WORK TASK:
All the data beneath this line is to be reproduced exactly.

[Saved entries]
>>>

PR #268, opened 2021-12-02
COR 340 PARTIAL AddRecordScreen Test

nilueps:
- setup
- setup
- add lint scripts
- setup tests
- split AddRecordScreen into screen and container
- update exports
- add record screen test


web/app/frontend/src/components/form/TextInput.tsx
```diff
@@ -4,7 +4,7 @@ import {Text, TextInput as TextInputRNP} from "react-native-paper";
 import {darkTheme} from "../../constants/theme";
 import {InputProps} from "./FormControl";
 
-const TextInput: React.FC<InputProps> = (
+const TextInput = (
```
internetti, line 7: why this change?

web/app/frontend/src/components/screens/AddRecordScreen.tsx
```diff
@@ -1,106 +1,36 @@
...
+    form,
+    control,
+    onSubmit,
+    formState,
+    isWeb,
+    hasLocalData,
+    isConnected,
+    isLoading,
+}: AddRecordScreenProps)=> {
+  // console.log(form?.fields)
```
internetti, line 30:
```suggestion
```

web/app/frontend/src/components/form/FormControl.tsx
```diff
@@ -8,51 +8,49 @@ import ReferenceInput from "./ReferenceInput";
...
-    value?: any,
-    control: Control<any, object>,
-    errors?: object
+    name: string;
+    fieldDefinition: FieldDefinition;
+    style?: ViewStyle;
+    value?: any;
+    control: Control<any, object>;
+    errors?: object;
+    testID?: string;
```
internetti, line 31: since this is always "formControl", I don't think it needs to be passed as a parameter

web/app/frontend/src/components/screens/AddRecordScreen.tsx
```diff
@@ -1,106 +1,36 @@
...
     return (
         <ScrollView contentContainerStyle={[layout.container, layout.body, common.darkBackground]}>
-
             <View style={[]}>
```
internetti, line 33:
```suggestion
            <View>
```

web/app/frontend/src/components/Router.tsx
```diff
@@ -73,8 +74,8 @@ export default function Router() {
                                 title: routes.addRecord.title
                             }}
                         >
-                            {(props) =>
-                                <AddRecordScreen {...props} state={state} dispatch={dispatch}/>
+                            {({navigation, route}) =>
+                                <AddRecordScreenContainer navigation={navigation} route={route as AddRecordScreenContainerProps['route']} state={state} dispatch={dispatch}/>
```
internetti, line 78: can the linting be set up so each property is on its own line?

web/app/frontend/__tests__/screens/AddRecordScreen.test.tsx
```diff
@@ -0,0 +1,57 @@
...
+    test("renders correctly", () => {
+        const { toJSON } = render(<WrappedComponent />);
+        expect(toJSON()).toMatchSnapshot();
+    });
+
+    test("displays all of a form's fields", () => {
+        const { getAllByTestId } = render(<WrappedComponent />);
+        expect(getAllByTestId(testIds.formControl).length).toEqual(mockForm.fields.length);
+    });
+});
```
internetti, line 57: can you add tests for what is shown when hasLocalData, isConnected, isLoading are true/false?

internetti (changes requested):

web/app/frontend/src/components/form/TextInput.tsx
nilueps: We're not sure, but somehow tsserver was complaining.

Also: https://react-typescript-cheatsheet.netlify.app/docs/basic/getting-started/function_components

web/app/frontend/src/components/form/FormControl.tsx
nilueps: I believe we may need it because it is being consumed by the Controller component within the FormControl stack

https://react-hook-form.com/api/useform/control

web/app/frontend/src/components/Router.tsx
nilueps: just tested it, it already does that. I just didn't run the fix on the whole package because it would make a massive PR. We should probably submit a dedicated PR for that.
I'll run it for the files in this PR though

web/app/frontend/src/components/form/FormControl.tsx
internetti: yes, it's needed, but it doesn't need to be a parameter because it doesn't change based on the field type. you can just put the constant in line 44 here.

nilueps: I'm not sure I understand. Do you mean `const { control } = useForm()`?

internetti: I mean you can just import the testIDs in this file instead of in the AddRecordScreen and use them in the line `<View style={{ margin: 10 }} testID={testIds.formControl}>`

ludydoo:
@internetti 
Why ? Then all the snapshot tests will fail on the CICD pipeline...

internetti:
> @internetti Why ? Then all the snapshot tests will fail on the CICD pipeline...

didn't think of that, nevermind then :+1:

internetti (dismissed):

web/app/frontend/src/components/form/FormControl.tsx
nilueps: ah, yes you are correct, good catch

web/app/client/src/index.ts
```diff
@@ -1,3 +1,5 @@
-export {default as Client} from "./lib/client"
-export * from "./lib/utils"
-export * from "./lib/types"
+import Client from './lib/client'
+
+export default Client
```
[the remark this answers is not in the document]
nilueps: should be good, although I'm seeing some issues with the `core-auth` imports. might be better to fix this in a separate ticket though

<<<

OUTPUT:
PR #268, opened 2021-12-02
COR 340 PARTIAL AddRecordScreen Test

nilueps:
- setup
- setup
- add lint scripts
- setup tests
- split AddRecordScreen into screen and container
- update exports
- add record screen test


web/app/frontend/src/components/form/TextInput.tsx
```diff
@@ -4,7 +4,7 @@ import {Text, TextInput as TextInputRNP} from "react-native-paper";
 import {darkTheme} from "../../constants/theme";
 import {InputProps} from "./FormControl";
 
-const TextInput: React.FC<InputProps> = (
+const TextInput = (
```
internetti, line 7: why this change?

web/app/frontend/src/components/screens/AddRecordScreen.tsx
```diff
@@ -1,106 +1,36 @@
...
+    form,
+    control,
+    onSubmit,
+    formState,
+    isWeb,
+    hasLocalData,
+    isConnected,
+    isLoading,
+}: AddRecordScreenProps)=> {
+  // console.log(form?.fields)
```
internetti, line 30:
```suggestion
```

web/app/frontend/src/components/form/FormControl.tsx
```diff
@@ -8,51 +8,49 @@ import ReferenceInput from "./ReferenceInput";
...
-    value?: any,
-    control: Control<any, object>,
-    errors?: object
+    name: string;
+    fieldDefinition: FieldDefinition;
+    style?: ViewStyle;
+    value?: any;
+    control: Control<any, object>;
+    errors?: object;
+    testID?: string;
```
internetti, line 31: since this is always "formControl", I don't think it needs to be passed as a parameter

web/app/frontend/src/components/screens/AddRecordScreen.tsx
```diff
@@ -1,106 +1,36 @@
...
     return (
         <ScrollView contentContainerStyle={[layout.container, layout.body, common.darkBackground]}>
-
             <View style={[]}>
```
internetti, line 33:
```suggestion
            <View>
```

web/app/frontend/src/components/Router.tsx
```diff
@@ -73,8 +74,8 @@ export default function Router() {
                                 title: routes.addRecord.title
                             }}
                         >
-                            {(props) =>
-                                <AddRecordScreen {...props} state={state} dispatch={dispatch}/>
+                            {({navigation, route}) =>
+                                <AddRecordScreenContainer navigation={navigation} route={route as AddRecordScreenContainerProps['route']} state={state} dispatch={dispatch}/>
```
internetti, line 78: can the linting be set up so each property is on its own line?

web/app/frontend/__tests__/screens/AddRecordScreen.test.tsx
```diff
@@ -0,0 +1,57 @@
...
+    test("renders correctly", () => {
+        const { toJSON } = render(<WrappedComponent />);
+        expect(toJSON()).toMatchSnapshot();
+    });
+
+    test("displays all of a form's fields", () => {
+        const { getAllByTestId } = render(<WrappedComponent />);
+        expect(getAllByTestId(testIds.formControl).length).toEqual(mockForm.fields.length);
+    });
+});
```
internetti, line 57: can you add tests for what is shown when hasLocalData, isConnected, isLoading are true/false?

internetti (changes requested):

web/app/frontend/src/components/form/TextInput.tsx
nilueps: We're not sure, but somehow tsserver was complaining.

Also: https://react-typescript-cheatsheet.netlify.app/docs/basic/getting-started/function_components

web/app/frontend/src/components/form/FormControl.tsx
nilueps: I believe we may need it because it is being consumed by the Controller component within the FormControl stack

https://react-hook-form.com/api/useform/control

web/app/frontend/src/components/Router.tsx
nilueps: just tested it, it already does that. I just didn't run the fix on the whole package because it would make a massive PR. We should probably submit a dedicated PR for that.
I'll run it for the files in this PR though

web/app/frontend/src/components/form/FormControl.tsx
internetti: yes, it's needed, but it doesn't need to be a parameter because it doesn't change based on the field type. you can just put the constant in line 44 here.

nilueps: I'm not sure I understand. Do you mean `const { control } = useForm()`?

internetti: I mean you can just import the testIDs in this file instead of in the AddRecordScreen and use them in the line `<View style={{ margin: 10 }} testID={testIds.formControl}>`

ludydoo:
@internetti 
Why ? Then all the snapshot tests will fail on the CICD pipeline...

internetti:
> @internetti Why ? Then all the snapshot tests will fail on the CICD pipeline...

didn't think of that, nevermind then :+1:

internetti (dismissed):

web/app/frontend/src/components/form/FormControl.tsx
nilueps: ah, yes you are correct, good catch

web/app/client/src/index.ts
```diff
@@ -1,3 +1,5 @@
-export {default as Client} from "./lib/client"
-export * from "./lib/utils"
-export * from "./lib/types"
+import Client from './lib/client'
+
+export default Client
```
[the remark this answers is not in the document]
nilueps: should be good, although I'm seeing some issues with the `core-auth` imports. might be better to fix this in a separate ticket though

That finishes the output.